__Exercise objective__: Copy out only the span from the line with "At the beginning" to the end of the data, both ends kept, word for word.

[Information shown Boundary: Start]

PR #619, opened 2016-12-06
Assign initial teams from a pool of all applicable players.

shacknetisp:
This is the first step in implementing @JeffBobbo's ideas found in [this forum post](http://redeclipse.net/forum/viewtopic.php?f=4&t=934&p=8383).
At the beginning of the game, it gathers all waiting players into a pool, then assigns them in descending balance score order to the team with the least total balance score.
I'd like to hear the thoughts of @JeffBobbo and @qreeves on this, hopefully I can continue by enhancing mid-game balance as well.


JeffBobbo:
The first team should be random, if it isn't currently, so that one player (the best) isn't always favoured by alpha.

qreeves:
Looks OK to me, so I merged it. Guess we'll see how well it does on the official server.

PR #631, opened 2016-12-16

TheAssassin:
This commit introduces the Red Eclipse URL scheme that can be used to start
Red Eclipse and immediately connect to a Red Eclipse server without having to
type a connect command or using the server browser to find a specific server.

redeclipse://hostname:port
redeclipse://hostname

Slashes appended to the URL are ignored, hostname and port arguments are
optional.

The parser uses the same functionality as the /connect command, which means
it provides similar behavior.

Beware you need to configure your system to launch the Red Eclipse client
binary when redeclipse:// URLs are opened (e.g. in a Browser or a desktop
shortcut). You can find an example for Linux desktops in the community
repository (https://github.com/red-eclipse/community).

### DIFF
--- a/src/engine/main.cpp
+++ b/src/engine/main.cpp
@@ -1056,6 +1056,38 @@ int main(int argc, char **argv)
     localconnect(false);
     resetfps();
 
+    // redeclipse:// URI support
+    // example: redeclipse://hostname:port/password
+    // (password is optional)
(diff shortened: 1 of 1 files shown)


TheAssassin:
Closing as this has become a pretty mess and I gave up on this approach after some discussions. I implemented the feature properly (yes, that's the second try), and will provide a PR soon.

[Information shown Boundary: End]

__Result of the task__:
At the beginning of the game, it gathers all waiting players into a pool, then assigns them in descending balance score order to the team with the least total balance score.
I'd like to hear the thoughts of @JeffBobbo and @qreeves on this, hopefully I can continue by enhancing mid-game balance as well.


JeffBobbo:
The first team should be random, if it isn't currently, so that one player (the best) isn't always favoured by alpha.

qreeves:
Looks OK to me, so I merged it. Guess we'll see how well it does on the official server.

PR #631, opened 2016-12-16

TheAssassin:
This commit introduces the Red Eclipse URL scheme that can be used to start
Red Eclipse and immediately connect to a Red Eclipse server without having to
type a connect command or using the server browser to find a specific server.

redeclipse://hostname:port
redeclipse://hostname

Slashes appended to the URL are ignored, hostname and port arguments are
optional.

The parser uses the same functionality as the /connect command, which means
it provides similar behavior.

Beware you need to configure your system to launch the Red Eclipse client
binary when redeclipse:// URLs are opened (e.g. in a Browser or a desktop
shortcut). You can find an example for Linux desktops in the community
repository (https://github.com/red-eclipse/community).

### DIFF
--- a/src/engine/main.cpp
+++ b/src/engine/main.cpp
@@ -1056,6 +1056,38 @@ int main(int argc, char **argv)
     localconnect(false);
     resetfps();
 
+    // redeclipse:// URI support
+    // example: redeclipse://hostname:port/password
+    // (password is optional)
(diff shortened: 1 of 1 files shown)


TheAssassin:
Closing as this has become a pretty mess and I gave up on this approach after some discussions. I implemented the feature properly (yes, that's the second try), and will provide a PR soon.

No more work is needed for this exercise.